Functional Requirements

  • FR-001: The production image MUST be built via a multi-stage process — a build stage compiles the application into static assets, and a separate runtime stage serves only those assets.
  • FR-002: The runtime stage MUST NOT contain the Node.js runtime, npm, source TypeScript, or node_modules/.
  • FR-003: The container MUST serve the application on port 8080. External orchestrators (docker-compose, Kubernetes ingress) map this to port 80 as needed.
  • FR-004: The container MUST handle SPA (single-page application) routing by returning the app shell for any unmatched path, so client-side routing works correctly.
  • FR-005: The container MUST run as a non-root user.
  • FR-006: The container MUST expose a health-check endpoint that returns success when the service is ready to accept traffic.
  • FR-007: The container MUST exit with code 0 when sent a graceful stop signal.
  • FR-008: Static assets MUST be served with cache-control headers that enable client-side caching for fingerprinted assets.
  • FR-009: The Dockerfile MUST structure layers so that dependency installation is cached independently from source code changes.
  • FR-010: The build MUST be reproducible — given the same source and lockfile, successive builds produce equivalent images.
  • FR-011: No credentials, secrets, or API keys MUST appear in any image layer.

Key Entities

  • Build Stage: The intermediate container that installs dependencies and compiles source into static assets; discarded after build.
  • Static Assets: The compiled output (HTML, JS bundles, CSS, fonts, images) that the runtime stage serves.
  • Runtime Stage: The minimal final image containing only a web server and the compiled static assets.
  • Production Image: The tagged, distributable image produced by the build; used directly in deployment.

Success Criteria (mandatory)

Measurable Outcomes

  • SC-001: The container serves a 200 response on port 8080 within 30 seconds of starting.
  • SC-002: The production image is substantially smaller than a single-stage image that retains the Node.js toolchain.

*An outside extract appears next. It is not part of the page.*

PR #3427, opened 2019-01-08
Add a direct method call relocation and clean up some related code

ymanton:
This PR adds a new relocation identifier, `TR_MethodCallAddress` and uses it during BinaryEncoding on x86 to create the corresponding project-specific relocation on direct call instructions. The implementation will be downstream, but the high level description is that it will be used to relocate direct calls where the call target is known at compile time but the address of the call instruction is not, thereby necessitating the use of a relocation to generate the appropriate relative offset for the call once its position is known.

A manual size comparison after the initial build confirms the multi-stage approach delivers a meaningful reduction (expected: >60% reduction).
  • SC-003: A source-only rebuild completes in under 30 seconds (dependency layer served from cache).
  • SC-004: All 11 functional requirements pass automated verification on every build.
  • SC-005: The running container process has UID ≠ 0, confirmed by automated check.
  • SC-006: No existing integration tests regress after the Dockerfile and supporting files are introduced.

Assumptions

  • The Angular application is built for production using the standard build toolchain (ng build --configuration production or equivalent), producing a dist/ output directory.
  • The production web server is responsible for SPA fallback routing (returning the app shell for unmatched paths).
  • Gzip or Brotli compression at the web server layer is desirable but not mandatory for the initial implementation.
  • The UI container does not need to proxy API requests — it communicates with the API directly from the browser (the Angular proxy config is only used in local development).
  • The container listens on port 8080 (non-privileged, enabling non-root operation). External load balancers or ingress controllers map this to port 80. TLS termination occurs upstream.
  • The build context is the ui/ directory; files excluded from the build context (source maps in CI, node_modules/ already present locally) are managed via .dockerignore.
  • The same verification approach used for the API image (a shell script as the TDD artefact) applies here.